You are not weak to reach out. If you have a loved one or a friend that is ill, stand by them. They may try to push you away but be their shoulder to lean on. They may act out, but remember it is the PTSD talking, not them. They are hurting and do not want to hurt you. I am not saying it is easy but it is possible. Ask the doctors and social workers to hear you. You know your loved one best and they are very good at deceiving their social workers but you know that firsthand. You can talk to the Dr and Social workers, however they just cannot tell you what is going on with their patient. Work as a team to help everyone heal. Life for our family will never be like it was before PTSD, but the love and pride I have for Joss and my family, it is different now but it is even stronger now. It has been a long walk through a dark tunnel, alone, scared and angry but I now know I am not alone. Am I through the tunnel? NO, but I can see the light and I no longer walk alone as there are others with me and we are helping one another.
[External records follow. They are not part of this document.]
PR #13623, opened 2019-04-25
[WIP] [schema] Allow registering custom field extensions

stefanprobst:
This is a WIP for allowing custom GraphQL field extensions. This is how it works:

The `registerFieldExtension` API accepts an extension consisting of a description, extension options, and a `process` function that should return a (partial) field config which will be merged into the existing field config. The extension can decide to wrap or overwrite an existing resolver.

Example:

```js
exports.registerFieldExtension = ({ registerFieldExtension }) => {
  registerFieldExtension(`volume`, {
    description: `Adjust the volume.`,
    args: {
      loud: { type: `Boolean` },
    },
    // Return a new partial field config to extend the previous field config with.
    // Receives extension `args` and the current field config as parameters.
    process(defaults, prevFieldConfig) {
      return {
        type: `String`,
        args: {
          loud: { type: `Boolean` },
        },
        resolve(source, args, context, info) {
          const shouldUpperCase = args.loud != null ? args.loud : defaults.loud
          return shouldUpperCase ? fieldValue.toUpperCase() : fieldValue
        },
      }
    },
  })
}
```

It can then be used either with Gatsby Type Builders, or in SDL, e.g.:
```js
  actions.createTypes(`
    type Site implements Node {
      siteMetadata: SiteMetadata
    }
    type SiteMetadata {
      title: String @volume(loud: true)
    }
  `)
}
```

Would love to get feedback on this!


KartSriv:
Merged

KyleAMathews:
@KartSriv hey, any particular reason you merged that? It was WIP (work in progress) still so shouldn't have been merged. In the future, please don't merge PRs but just leave reviews and allow core maintainers to sign off on the work and do the merging.

stefanprobst:
Yes, this really shouldn't have been merged, as we first should have discussed if this is the way we want to go with extensions. Also, this shouldn't be part of the 2.4 release.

My pride for what my husband has accomplished for his, family and country will never fade. He is my hero and I think he is a true here. Together we can and will make a difference. It is time to take PTSD out of the closet and not to be afraid. You are not weak because you have PTSD; you are not weak because you love someone who suffers from it. I still go for counselling for myself and I am proud of this as I am stronger for this.
Thank you Linda. Your courage is incredible.